=== Task instructions ===
Whenever the word "sandwiches" turns up in a line below, that line should be copied.

(Saved data entries)

BEGIN

PR #681, opened 2021-05-05
Make sandwiches run

stephen-hawley:
This sample wasn't running. To fix this, I turned the sample code into a unit test then when it ran correctly, I played the game "one of these things is not like the other" and turned the main rule and the `runit` rule into what was happening in the unit test.
I spent some time stripping out bits that did nothing and tries to optimize it for readability since this is one of the most likely bits of the samples to actually get read.

Will migrate these to the other failing samples in the next PR.

### DIFF
--- a/samples/sandwiches/Makefile
+++ b/samples/sandwiches/Makefile
@@ -5,7 +5,7 @@ SWIFT_LIB = $(XCODE_DEV)/Toolchains/XcodeDefault.xctoolchain/usr/lib/swift-5.0
 SWIFTC = $(SWIFT_BIN)/swiftc
 SDK = `xcrun --sdk macosx --show-sdk-path`
 SWIFTARGS = -emit-library -enable-library-evolution -emit-module -emit-module-interface \
-	-sdk $(XCODE_DEV)/Platforms/MacOSX.platform/Developer/SDKs/MacOSX11.1.sdk \
+	-sdk $(XCODE_DEV)/Platforms/MacOSX.platform/Developer/SDKs/MacOSX.sdk \
 	-L $(SWIFT_LIB)/macosx \
 	-framework XamGlue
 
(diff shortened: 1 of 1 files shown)


samples/sandwiches/Makefile
```diff
@@ -1,9 +1,13 @@
 SWIFT_BIN = /usr/bin
-SWIFT_LIB = /Applications/Xcode.app/Contents/Developer/Toolchains/XcodeDefault.xctoolchain/usr/lib/swift-5.0
+XCODE_DEV = /Applications/Xcode.app/Contents/Developer
+SWIFT_LIB = $(XCODE_DEV)/Toolchains/XcodeDefault.xctoolchain/usr/lib/swift-5.0
 
 SWIFTC = $(SWIFT_BIN)/swiftc
 SDK = `xcrun --sdk macosx --show-sdk-path`
-SWIFTARGS = -v -sdk $(SDK) -L $(SWIFT_LIB) -emit-module -emit-library -enable-library-evolution -emit-module-interface
+SWIFTARGS = -emit-library -enable-library-evolution -emit-module -emit-module-interface \
+	-sdk $(XCODE_DEV)/Platforms/MacOSX.platform/Developer/SDKs/MacOSX11.1.sdk \
```
spouliot, line 8: you might have to 
* move `11.1` to a variable right after the `XCODE_*` ones; or
* use `MacOSX.sdk` which should be a symlink to `MacOSX11.1.sdk` for your Xcode (and 11.3.sdk for mine)

I prefer the latter but I recall Apple broke it in the past... still likely to require less updates over time

spouliot (approved):

rolfbjarne (approved):
👍 once Sebastien's concern is fixed.

samples/sandwiches/Makefile
stephen-hawley: Good idea!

END

=== Written answer ===
Make sandwiches run
--- a/samples/sandwiches/Makefile
+++ b/samples/sandwiches/Makefile
samples/sandwiches/Makefile
samples/sandwiches/Makefile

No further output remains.